Il tumore, la vita, la politica per Emma Bonino

Res publica   16.02.15  

La lunga intervista di Repubblica a Emma Bonino. La vita normale di una figura politica straordinaria ancora una volta in prima linea.

Tra gli scaffali dei libri ci sono due fotografie di Emma Bonino con Marco Pannella. Si abbracciano e ridono. Una, in bianconero, è del 1977, l'età dell'entusiasmo e delle battaglie vinte o che si stavano per vincere. L'altra è del 1999, l'anno del 9 per cento alla Lista Bonino, il più grande successo dei radicali. Dice Emma: "Ho avuto il privilegio di avere due famiglie straordinarie, ognuna a modo suo. I miei genitori. Mia sorella Domenica, mio fratello Giovanni, mia cognata e i miei tre nipoti con relative famiglie e pronipoti. E la casa dei radicali.

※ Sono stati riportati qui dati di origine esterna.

PR #11226, opened 2019-06-15
Performance/inbox paging ui

negue:
fixes based on: #11157

- adds `.fromUUID`, prevent resetting `.uuid`
- fix correct `canLoadMore`/`page` state between conversations


website/server/controllers/api-v4/inbox.js
```diff
@@ -95,16 +95,19 @@ api.conversations = {
...
     newChat.toUser = newChat.user;
     newChat.toUserName = newChat.username;
     newChat.toUserContributor = newChat.contributor;
     newChat.toUserBacker = newChat.backer;
-    newChat.uuid = user._id;
+    newChat.fromUUID = user._id;
     newChat.user = user.profile.name;
     newChat.username = user.auth.local.username;
     newChat.contributor = user.contributor;
     newChat.backer = user.backer;
```
Alys, line 108: It looks like this code is re-mapping other attributes too, for example, `user`. Is that going to cause similar problems? Even if it doesn't, will it be confusing to future coders if `user`, `username`, etc mean one thing in the schema and something different in the code?
It might also create extra work for Comrades when (if?) API v4 becomes the official API for third-party tools (they'll have to rewrite code that might not have needed rewriting if the meaning of the attributes hadn't changed).

If mapping is helpful for the inbox vue code to be clearer (highly likely since the schema uses some confusing naming), would it be possible to map to completely new attribute names? For example:
```
newChat.fromProfileName = user.profile.name;
newChat.fromUsername = user.auth.local.username;
newChat.fromContributor = user.contributor;
```

In fact, if there was remapping for both the `from` and `to` data using attribute names that are consistent with how we think about users in other sections of the site (e.g., `newChat.toProfileName` and `newChat.fromProfileName` instead of `newChat.toUser` and `newChat.user`) would that make the inbox vue code clearer? It would however increase the size of the data returned by the API. :(

negue: @paglias @SabreCat any thoughts on this? should I also add the other properties  like `fromProfileName` and so on?

paglias: @Alys @negue sorry for the delay, so the issue here is to make sure the mobile apps don't break, for now I'd say to only add the fields necessary but before we make API v4 official we should definitely revisit this

negue: @phillipthelen any other properties needed to be reverted / converted to `from*` ?

phillipthelen: Sorry for the late response, I somehow missed the email.

From what I can tell, `user`, `username`, `contributor`, `backer` were all changed in the same way? If yes, those will also have to remain with the old behaviour, since the apps use those fields.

Con Marco il rapporto è sempre stato bellissimo e complesso. Lui è francofono e latinista, io anglosassone, a lui basta uno slogan, io voglio capire titoli e sottotitoli, io sono ordinata e precisa come la mia scrivania, lui è la sua scrivania, è come mangia o non mangia, ma Marco è senza dubbio un tagliando assicurativo contro la mediocrità. Quando ho detto che avevo un tumore ha risposto: "Ah, io ne ho due"".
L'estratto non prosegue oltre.